Can a managed identity authenticate to Azure SQL Database? Yes. Enable the credential, create a contained database user mapped to the principal in the database, grant that user the database roles it needs, and connect with a token acquired for the SQL audience through the credential chain. The setup adds a database-side user-creation step on top of the standard identity-and-role pattern, because SQL authorization lives inside the database rather than in resource RBAC, but the token acquisition is the same secretless flow used for any other target.
Can one resource have both a system-assigned and a user-assigned identity? Yes, a resource can carry a system-assigned identity and one or more user-assigned identities at the same time. The catch is that this makes identity selection in code ambiguous, so the credential chain can no longer guess which one to use, and you must name the intended identity by its client ID. Mixing types on one resource is occasionally useful but is also a frequent cause of the wrong-identity 403, so do it deliberately and set the client ID explicitly.
How do I remove or disable a managed identity? For a system-assigned identity, disable it on the resource, which deletes the principal and its role assignments automatically. For a user-assigned identity, detach it from each resource and then delete the identity resource itself, because it is independent and will otherwise persist with its role assignments intact. A user-assigned identity left behind after its consumers are gone is a standing principal with live access, which is the cleanup that audits flag, so deleting it explicitly is part of decommissioning.
Why does my code work locally but the deployed app gets denied? Almost always because your developer account has access the managed identity lacks. The credential chain uses your account locally and the credential in Azure, so if your account is broadly privileged it will succeed locally while the narrowly scoped identity fails in Azure, masking a missing role grant until deployment. Grant your account the principal’s exact roles at the same scopes so local development tests the real permission set rather than your personal reach.
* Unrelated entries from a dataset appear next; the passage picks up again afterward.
PR #3371, opened 2025-11-21
Add conv2d support for IntxUnpackedToInt8Tensor

andrewor14:
**Summary:** This enables `Int8DynamicActivationIntxWeightConfig` and `IntxWeightOnlyConfig` for conv2d.

**Test Plan:**
```
python test/quantization/quantize_/workflows/intx/test_intx_unpacked_to_int8_tensor.py -k test_conv2d
```

### DIFF
--- a/torchao/quantization/quant_api.py
+++ b/torchao/quantization/quant_api.py
@@ -2337,20 +2337,32 @@ def _intx_weight_only_quantize_tensor(
     intx_packing_format = config.intx_packing_format
     intx_choose_qparams_algorithm = config.intx_choose_qparams_algorithm
 
-    assert weight.dim() == 2, (
-        f"IntxWeightOnlyConfig only works for 2-d Tensor, got: {weight.dim()}"
-    )
+    if weight.dim() == 2:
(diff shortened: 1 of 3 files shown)


torchao/quantization/quant_api.py
```diff
@@ -2350,7 +2350,11 @@ def _intx_weight_only_quantize_tensor(
     else:
         raise ValueError(f"granularity must be PerGroup or PerAxis, got {granularity}")
 
-    block_size = (1, group_size)
+    if weight.dim() == 2:
+        block_size = (1, group_size)
+    else:
+        assert weight.dim() == 4
+        block_size = (1, group_size, 1, 1)
```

Can a managed identity authenticate to a non-Azure service? Sometimes, if that service accepts Microsoft Entra tokens for an audience the principal can request, which some third-party and partner services do. The identity acquires a token for the service’s registered audience through the same chain, and the service validates it against Entra. Where the target does not accept Entra tokens, a managed identity cannot authenticate to it directly, and the integration needs a different mechanism, so confirm the target’s support for Entra tokens before designing around a managed identity.
How do I troubleshoot when no token is returned at all? Separate the platform side from the authorization side. Acquire a token directly from the resource’s identity endpoint, the instance metadata service on a virtual machine or the injected identity endpoint on App Service, and read the response. A token with an access_token field proves the platform side works, so any later denial is an authorization problem to fix with a role. No token at all points at the platform side: the credential not actually attached, the wrong endpoint for the host type, or a network path blocking the local endpoint, which is the boundary where setup ends and token-failure diagnosis begins.